Bjarne Schieldrop, Chief analyst commodities at SEB
Bjarne Schieldrop, Chief analyst commodities, SEB

In 2019 the EU + UK consumed 15,000 worth of fossil fuels. It all needs to be gone by 2050. In 2019 the EU + UK produced 3,200 TWh of electricity of which 1,295 TWh (40%) was fossil fuel based. Thus 60% of the power supply is already non-fossil. However, if we look at the larger picture of energy we see that the region consumed nearly 15,000 TWh of raw (evaluated pre-combustion) fossil fuels that year of which only 3,000 TWh was used for power. The remaining 12,000 TWh of fossil fuel consumption was consumed for heat, transportation, petrochemical and industrial uses. I.e. the lion’s share of fossil fuel consumption in the region is non-power related.

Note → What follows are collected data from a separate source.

PR #1506, opened 2017-07-21
Function evaluation descends into expression trees

marcocitus:
While working on #1487 I found that we don't descend into expressions when evaluating functions in DML commands, which means we skip evaluation for certain expressions.

### DIFF
--- a/src/backend/distributed/utils/citus_clauses.c
+++ b/src/backend/distributed/utils/citus_clauses.c
@@ -100,12 +100,10 @@ RequiresMasterEvaluation(Query *query)
 void
 ExecuteMasterEvaluableFunctions(Query *query, PlanState *planState)
 {
-	CmdType commandType = query->commandType;
 	ListCell *targetEntryCell = NULL;
 	ListCell *rteCell = NULL;
 	ListCell *cteCell = NULL;
 	Node *modifiedNode = NULL;
-	bool insertSelectQuery = InsertSelectIntoDistributedTable(query);
 
 	if (query->jointree && query->jointree->quals)
 	{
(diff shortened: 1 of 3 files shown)


lithp:
This diff also makes the test you added pass:

```
diff --git a/src/backend/distributed/utils/citus_clauses.c b/src/backend/distributed/utils/citus_clauses.c
index 2f8514d..b1254a2 100644
--- a/src/backend/distributed/utils/citus_clauses.c
+++ b/src/backend/distributed/utils/citus_clauses.c
@@ -100,12 +100,10 @@ RequiresMasterEvaluation(Query *query)
 void
 ExecuteMasterEvaluableFunctions(Query *query, PlanState *planState)
 {
-       CmdType commandType = query->commandType;
        ListCell *targetEntryCell = NULL;
        ListCell *rteCell = NULL;
        ListCell *cteCell = NULL;
        Node *modifiedNode = NULL;
-       bool insertSelectQuery = InsertSelectIntoDistributedTable(query);
 
        if (query->jointree && query->jointree->quals)
        {
@@ -123,16 +121,8 @@ ExecuteMasterEvaluableFunctions(Query *query, PlanState *planState)
                        continue;
                }
 
-               if (commandType == CMD_INSERT && !insertSelectQuery)
-               {
-                       modifiedNode = EvaluateNodeIfReferencesFunction((Node *) targetEntry->expr,
-                                                                                                                       planState);
-               }
-               else
-               {
-                       modifiedNode = PartiallyEvaluateExpression((Node *) targetEntry->expr,
-                                                                                                          planState);
-               }
+               modifiedNode = PartiallyEvaluateExpression((Node *) targetEntry->expr,
+                                                                                                  planState);
 
                targetEntry->expr = (Expr *) modifiedNode;
        }
```

src/backend/distributed/utils/citus_clauses.c
```diff
@@ -269,7 +269,18 @@ EvaluateNodeIfReferencesFunction(Node *expression, PlanState *planState)
 		}
 	}
 
-	return expression;
+	/* descend into expression tree (e.g. evaluate ARRAY[now(),now()]) */
```
lithp: This is a little weird because `PartiallyEvaluateExpresionMutator` already recurses with the help of `expression_tree_mutator`. It's also a bit strange that `ExecuteMasterEvaluableFunctions` takes care in picking out which parts of the query should be mutated but here we're indiscriminately calling `query_tree_mutator`. I commented with a diff which also makes the test pass and seems more in line with how the code already works.

marcocitus:
Your diff makes sense, applied it.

Thus getting to zero by 2050 is far more than swapping out of the 3,000 TWh of fossil fuels (pre-combustion) used for power supply today which post combustion creates 40% and 1,295 TWh of the regions electricity supply. The challenge is also about replacing the other 12,000 TWh of fossil energy for non-power uses.

As most know the conversion of fossil fuels to useful energy and work done is highly inefficient. In cars one rarely get more than 30% of the energy converted to useful driving with the rest just lost as heat. In large, power plants the conversion ratio is usually around 35% to 55% but mostly below 50%. Gas for heating purposes is of course highly efficient as almost all of it naturally is converted to heat.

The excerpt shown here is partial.